Stored data
=== Begin Enclosure ===

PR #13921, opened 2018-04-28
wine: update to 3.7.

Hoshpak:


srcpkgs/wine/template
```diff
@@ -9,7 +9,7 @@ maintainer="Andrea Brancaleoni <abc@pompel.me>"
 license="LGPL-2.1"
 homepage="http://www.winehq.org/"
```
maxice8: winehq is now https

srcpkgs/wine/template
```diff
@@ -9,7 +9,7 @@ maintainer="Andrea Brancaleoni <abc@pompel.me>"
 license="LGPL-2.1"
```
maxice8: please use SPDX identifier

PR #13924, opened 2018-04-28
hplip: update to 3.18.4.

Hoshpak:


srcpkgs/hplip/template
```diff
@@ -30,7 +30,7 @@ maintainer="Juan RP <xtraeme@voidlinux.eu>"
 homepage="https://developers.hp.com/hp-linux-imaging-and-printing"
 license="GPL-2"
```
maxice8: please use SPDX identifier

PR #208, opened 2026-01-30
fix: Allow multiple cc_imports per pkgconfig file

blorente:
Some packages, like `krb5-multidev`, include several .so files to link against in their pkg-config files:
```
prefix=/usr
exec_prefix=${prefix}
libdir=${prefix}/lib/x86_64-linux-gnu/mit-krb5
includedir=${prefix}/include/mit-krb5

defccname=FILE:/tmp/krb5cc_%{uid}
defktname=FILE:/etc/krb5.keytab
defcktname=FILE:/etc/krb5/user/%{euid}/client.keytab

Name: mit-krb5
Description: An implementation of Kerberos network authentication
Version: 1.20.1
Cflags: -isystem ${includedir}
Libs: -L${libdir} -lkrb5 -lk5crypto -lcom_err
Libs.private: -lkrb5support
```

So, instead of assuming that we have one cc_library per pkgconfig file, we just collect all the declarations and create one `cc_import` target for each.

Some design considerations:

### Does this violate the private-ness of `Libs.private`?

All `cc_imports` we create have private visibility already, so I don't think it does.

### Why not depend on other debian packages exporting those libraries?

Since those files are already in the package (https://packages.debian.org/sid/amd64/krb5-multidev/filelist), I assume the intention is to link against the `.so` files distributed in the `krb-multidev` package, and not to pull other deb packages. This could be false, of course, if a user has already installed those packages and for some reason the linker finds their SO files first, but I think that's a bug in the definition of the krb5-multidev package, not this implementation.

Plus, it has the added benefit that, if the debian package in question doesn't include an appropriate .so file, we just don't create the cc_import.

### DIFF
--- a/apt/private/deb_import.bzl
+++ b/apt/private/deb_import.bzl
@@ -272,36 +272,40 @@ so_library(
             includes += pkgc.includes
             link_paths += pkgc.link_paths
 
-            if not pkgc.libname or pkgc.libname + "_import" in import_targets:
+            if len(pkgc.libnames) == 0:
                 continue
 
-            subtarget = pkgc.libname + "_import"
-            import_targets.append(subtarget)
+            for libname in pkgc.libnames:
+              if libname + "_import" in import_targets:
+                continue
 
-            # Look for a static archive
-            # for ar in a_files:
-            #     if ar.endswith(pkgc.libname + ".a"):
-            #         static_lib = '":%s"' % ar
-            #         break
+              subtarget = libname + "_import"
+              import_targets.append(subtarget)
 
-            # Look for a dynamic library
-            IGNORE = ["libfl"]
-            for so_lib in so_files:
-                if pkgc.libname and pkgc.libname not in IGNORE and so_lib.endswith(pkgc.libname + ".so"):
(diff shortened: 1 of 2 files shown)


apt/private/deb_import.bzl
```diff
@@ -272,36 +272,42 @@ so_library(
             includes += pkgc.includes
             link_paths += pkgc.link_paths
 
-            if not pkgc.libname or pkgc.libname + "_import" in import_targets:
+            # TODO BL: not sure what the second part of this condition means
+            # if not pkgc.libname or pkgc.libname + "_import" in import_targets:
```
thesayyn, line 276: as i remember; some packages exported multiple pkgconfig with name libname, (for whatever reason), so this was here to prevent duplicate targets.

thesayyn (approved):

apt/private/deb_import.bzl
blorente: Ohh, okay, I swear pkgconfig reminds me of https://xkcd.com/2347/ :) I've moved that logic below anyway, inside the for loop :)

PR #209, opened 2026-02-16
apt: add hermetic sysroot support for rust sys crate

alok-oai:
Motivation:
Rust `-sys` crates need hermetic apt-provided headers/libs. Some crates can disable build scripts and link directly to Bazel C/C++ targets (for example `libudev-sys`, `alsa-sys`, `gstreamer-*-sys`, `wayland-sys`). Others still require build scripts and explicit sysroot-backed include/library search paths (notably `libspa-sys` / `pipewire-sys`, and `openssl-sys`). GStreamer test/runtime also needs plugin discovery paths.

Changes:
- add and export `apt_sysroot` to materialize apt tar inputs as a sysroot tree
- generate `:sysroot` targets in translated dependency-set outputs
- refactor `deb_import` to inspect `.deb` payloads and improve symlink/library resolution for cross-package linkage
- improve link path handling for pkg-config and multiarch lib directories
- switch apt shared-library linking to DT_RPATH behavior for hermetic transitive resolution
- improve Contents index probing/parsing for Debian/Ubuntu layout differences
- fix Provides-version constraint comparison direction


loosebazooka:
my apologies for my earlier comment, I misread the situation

=== End Enclosure ===

*REQUIREMENT*
Make a copy of each line in the records above that has the word "improve".

*RESPONSE BELOW*
- refactor `deb_import` to inspect `.deb` payloads and improve symlink/library resolution for cross-package linkage
- improve link path handling for pkg-config and multiarch lib directories
- improve Contents index probing/parsing for Debian/Ubuntu layout differences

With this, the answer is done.